In the second session I got out my notebook and read what I'd written over the last week (I'm famous for forgetting what I want to tell therapists by the time I get there!) and asked if we could tackle the EMDR in general, not just a specific scene. To do that we had to figure out what it WAS about vomiting that was scary for me. I had already worked on this part for ages with my regular therapist so I went over it again with him. For me, it's the social part of it - being out of control and being -seen- to be out of control, people might laugh at me, people might be disgusted, people might laugh behind my back afterwards, etc etc. That sort of thing.
So we worked on imagining a more generic vomiting scene with people laughing at me and stuff like that, and did some EMDR on that. It took a while of pen-waving sessions and talking in between about what I felt (and being -honest- about what I felt, even if it felt silly) but gradually I got more de-sensitized to that too.
After my second session I went to a restaurant!
I was always more-or-less OK with sidewalk cafes and had, on occasion, been inside this cafe and sat at the table RIGHT near the door. But never further in than that. This time me and my boyfriend went confidently in, he asked me to choose a table so I chose one in the middle on purpose to "test" myself. I chose gnocci pesto to eat, and it was yummy. We told everybody it was our first date, even though we've been together 6+ years, because in all that time we'd never been really IN a restaurant together. A few times I got nervous and had to take a deep breath, but my anxiety never got worse than that. I had a WONDERFUL time. I was so HAPPY!

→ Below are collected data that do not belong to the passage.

PR #2061, opened 2026-06-02
SRCH-6468: Remove Elasticsearch-specific code from search-gov

luisgmetzger:
## Summary

Collapses the dual Elasticsearch/OpenSearch stack in search-gov down to **OpenSearch only**, per SRCH-6468.

- Removes the `SearchElastic` engine, `ApiSearchElastic`, `lib/search_elastic/*`, and the `search_elastic` affiliate option; adds a migration moving existing `SearchElastic` affiliates to the `OpenSearch` engine.
- Removes X-Pack Watchers, `ElasticsearchDeleteByQueryJob`, the Elasticsearch health check, and the analytics data migrator/tooling.
- Makes `Es::ELK`, `Indexable`, and the custom indices OpenSearch-only; drops `Es::CustomIndices`, the ES initializers, `elasticsearch_client.yml`, and the `OPENSEARCH_APP_ENABLED` flag.
- Strips `ES_*` env vars, removes `elasticsearch-xpack`/`-persistence`/`-model` gems (keeps `elasticsearch` as the OpenSearch transport), and removes the Elasticsearch container/tasks from CircleCI.

## OpenSearch-only fixes surfaced by the test suite

These paths were Elasticsearch-only before the collapse and broke once routed to OpenSearch:

- `ElasticBlendedResults` now resolves the source model from `hit['_index']` (OpenSearch no longer returns `_type`).
- `LogstashDeduper` filters by the `type` field in the query body instead of the removed ES `type` URL param.
- The `an indexable` shared example targets OpenSearch instead of a hardcoded ES host.

## Test plan

- [x] Full `rspec` run locally against OpenSearch 3.2 (search-services) — all OpenSearch/ES-related specs green.
- [x] Exercised search (`/api/v2/search` blended + i14y) and analytics paths.
- [x] CI green (rspec + cucumber).
- [ ] Confirm affiliate data migration runs cleanly in staging.

_Note: remaining local spec failures are environmental only (Tika under arm64 emulation, headless browser driver) and pass in CI._

PR #2100, opened 2026-07-23
SRCH-6653 Gate custom Elasticsearch indices behind CUSTOM_INDICES_ENABLED

luisgmetzger:
## Summary
Addresses SRCH-6653, a broken-out, minimal slice of SRCH-6468 (full ES removal, tracked in #2061, which is blocked on the server + MySQL upgrade). This just stops the production log noise now.

**Problem:** The legacy Elasticsearch cluster is decommissioned, and prod `ES_HOSTS` has been repointed at a placeholder:

```
$ aws ssm get-parameter --name ES_HOSTS
"Value": "https://es-is-off-1.prod.infr.search.usa.gov:9200,https://es-is-off-2.prod.infr.search.usa.gov:9200"
```

`Es.custom_indices_enabled?` used `ENV['ES_HOSTS'].present?`, which is still `true` for that placeholder, so every related-searches / custom-indices read still tries to connect to the dead cluster. The calls are rescued (`Faraday::ConnectionFailed` -> empty results), so users are unaffected, but they spam `production.log` with thousands of connection failures per minute and do wasted work on nearly every i14y search.

**Fix:** Stop inferring this from the contents of `ES_HOSTS` and gate it on an explicit `CUSTOM_INDICES_ENABLED` flag, following the existing `OPENSEARCH_APP_ENABLED` / `OpenSearchConfig.enabled?` convention:

```ruby
def self.custom_indices_enabled?
  ENV['CUSTOM_INDICES_ENABLED'].to_s.casecmp?('true')
end
```

The flag is off unless a deployment explicitly opts in, which short-circuits the four legacy custom-indices code paths (`SaytSuggestion.related_search`, `NewsSearch#search`, `ApiVideoSearch#search`, `Indexable#search_for`) before they hit the dead cluster. `ES_HOSTS` is left alone and can hold whatever it holds.

**Behavior impact:** None user-facing. Those paths already returned empty (rescued) results in prod; now they return empty without the failed network call and log spam.

### Per-environment configuration

| Environment | Flag | Notes |
| --- | --- | --- |
| Production | unset -> disabled | No parameter-store change required; goes quiet on deploy |
| Staging | unset -> disabled | Already the case before this PR — staging Terraform never defined `ES_HOSTS` |
| Development | `CUSTOM_INDICES_ENABLED=true` | Local ES container via searchgov-services |
| Test | `CUSTOM_INDICES_ENABLED=true` | CircleCI runs a real ES 7.17.7 and the suite exercises these paths |

Dev and test stay opted in deliberately: CircleCI stands up Elasticsearch 7.17.7, runs `rake usasearch:elasticsearch:create_indexes`, and a large share of the rspec + cucumber suite covers the custom-indices paths against it. Turning those off means removing that coverage and the ES service from CI, which is SRCH-6468's scope.

### Review notes

Two questions came up in review, both resolved by dropping the `ES_HOSTS` dependency:

- **Is `ES_HOSTS` a JSON array needing `.value`?** No. `{ value = [...] }` is Terraform's `aws_ssm_parameter` resource syntax, not the runtime value. Separately, `terraform/modules/parameters/paramter.tf` sets `lifecycle { ignore_changes = [value] }`, so the value in `variables.tf` is only used at creation time and the live parameter (version 5, modified 2026-03-31) has since diverged.
- **Isn't the existence of `ES_HOSTS` enough?** Existence-only is exactly what `main` does today, and it's the bug — the placeholder is present, so the check always returns `true`.

### Checklist
- [x] PR title is of the format **SRCH-#### \<description\>**.
- [ ] Automated checks pass.

Note: opened as draft. Part of Azhar's ES decommission plan (SRCH-6468).


lib/es.rb
```diff
@@ -10,8 +10,17 @@ module Es
...
+  # been decommissioned (e.g. "es-is-off-1.prod...."). The hostnames are kept in
+  # place instead of being removed from the parameter store, so we detect the
+  # marker here and treat custom indices as disabled. This stops the app from
+  # repeatedly attempting (and logging) failed connections to the dead cluster.
+  # Full Elasticsearch removal is tracked in SRCH-6468.
+  DISABLED_HOSTS_MARKER = 'es-is-off'
+
   def self.custom_indices_enabled?
-    ENV['ES_HOSTS'].present?
+    hosts = ENV['ES_HOSTS'].to_s
```
jayandra: I see the terraform variable as [{ value = [...]}](https://github.com/GSA/searchgov-tf/blob/main/terraform/environments/production/variables.tf#L631). Do we need to do `ENV['ES_HOSTS'].value` to read the array?

lib/es.rb
```diff
@@ -10,8 +10,17 @@ module Es
...
+    hosts.present? && hosts.exclude?(DISABLED_HOSTS_MARKER)
```
selfdanielj: why does it matter what it says in there?  i think its pretty clear that we don't use these values or ES_HOSTS.  Could its existence be enough for this check at this point?

jayandra: So basically always returning true? I am saying so because the list of servers are hard-coded into terraform variable and will always be there, right?

selfdanielj:
Also why wouldn't we set this to behave like we want in dev/staging? Instead of saying "no-op..." I think we should config lower environments to not do this as well.

lib/es.rb
luisgmetzger: No, `ENV['ES_HOSTS']` is a plain string — the `{ value = [...] }` shape is Terraform's `aws_ssm_parameter` resource syntax, not part of the runtime value the container sees.

Worth flagging that the Terraform file is also stale here. `terraform/modules/parameters/paramter.tf` sets `lifecycle { ignore_changes = [value] }`, so `variables.tf` only supplies the value at parameter *creation* and anything changed afterward in AWS is invisible to Terraform. The live parameter today is:

```
$ aws ssm get-parameter --name ES_HOSTS
"Value": "https://es-is-off-1.prod.infr.search.usa.gov:9200,https://es-is-off-2.prod.infr.search.usa.gov:9200"
"Version": 5, "LastModifiedDate": "2026-03-31"
```

Plain comma-separated, which is what `config/elasticsearch_client.yml` expects (it does `ENV['ES_HOSTS']&.split(',')`).

That said, I've dropped this line entirely — see the reply on Daniel's thread. The check no longer looks at `ES_HOSTS` at all.

lib/es.rb
luisgmetzger: Existence-only is what `main` does today — `ENV['ES_HOSTS'].present?` — and that's precisely the bug. The decommission placeholder is still *present*, so it returns `true` and every related-searches / custom-indices read keeps dialing the dead cluster. So yes, @jayandra, presence-only means always `true`.

But the underlying objection is fair: sniffing a magic substring out of a hostname list is fragile and puts config meaning in the wrong place. Pushed bfb9fba to drop it and use an explicit flag instead, following the existing `OPENSEARCH_APP_ENABLED` / `OpenSearchConfig.enabled?` convention:

```ruby
def self.custom_indices_enabled?
  ENV['CUSTOM_INDICES_ENABLED'].to_s.casecmp?('true')
end
```

Off unless a deployment explicitly opts in, so `ES_HOSTS` can hold whatever it holds and prod stops dialing the dead cluster on deploy with no parameter-store change needed.

luisgmetzger:
@selfdanielj on configuring the lower environments rather than leaving it a code no-op — agreed, and that's now the shape of the change. Rundown of where each environment lands:

**Staging** already behaves the way you want, and did before this PR. `terraform/environments/staging/variables.tf` never defines `ES_HOSTS` at all, so `custom_indices_enabled?` has always been `false` there. Nothing to change.

**Production** is off by default now. Since the flag defaults to disabled when unset, and no `CUSTOM_INDICES_ENABLED` parameter exists, prod goes quiet on deploy with no parameter-store change required.

**Dev and test** are explicitly `CUSTOM_INDICES_ENABLED=true` in `.env.development` / `.env.test`. That's a deliberate difference rather than an accident of string contents: CircleCI stands up a real Elasticsearch 7.17.7 container, runs `rake usasearch:elasticsearch:create_indexes`, and a large share of the rspec + cucumber suite exercises the custom-indices paths against it (`SaytSuggestion.related_search`, `NewsSearch#search`, `ApiVideoSearch#search`, `Indexable#search_for`). Flipping those envs off doesn't just change a flag, it means deleting or skipping that coverage and tearing the ES service out of the CI config — which is the work SRCH-6468 / #2061 is scoped for, and it's blocked on the server + MySQL upgrade.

I wrote down in my notebook about the event and also noted the nervousness that sometimes cropped up but could be breathed away. NOTHING like the emet-panic I usually got. At my next session I excitedly told him of my adventures and asked about the nervousness. He said it was probably my mind remembering somehow it felt it was "supposed" to be nervous because it was so used to it. But that deep breathing like I'd done and not obsessing over it was the best thing, and my mind would get more retrained over time. We also did some EMDR over it.
In the third session we actually concentrated on more general things than emet! Like being scared of people not liking me, and of them laughing or not understanding if I did something dumb. I think this sort of stuff is the roots of the emet anyway so it's important to express. We also worked on stuff related to school (I'm planning to go back to school to do 1 subject next year) and being worried what people will think of me. Also worrying that my parents' problems are all my fault, "I ruined their lives" etc.
The only thing that was really left to resolve at that point, was that every time I got some nausea for no apparent reason (and my physical problems produce this fairly often, a couple of times a week) I felt scared that the whole EMDR thing isn't working anymore and my lovely cure is gonna fall down around my ears. After working on this for one session I can now say I'm basically recovered. Wow.
What can I do now? Well, just the other day I was in the emergency room (aka casualty) at the local hospital, and the guy in the next bed was throwing up noisily and continually. Sure, I felt uncomfortable and wished I could get away but I didn't freak out and I didn't run away. It turned out he had a bowel obstruction so it wasn't contagious, which helped me some after I knew, but even before that I had no panic attacks, just a level of anxiety I think maybe a bit more than a regular person would have had. I'm so proud of myself!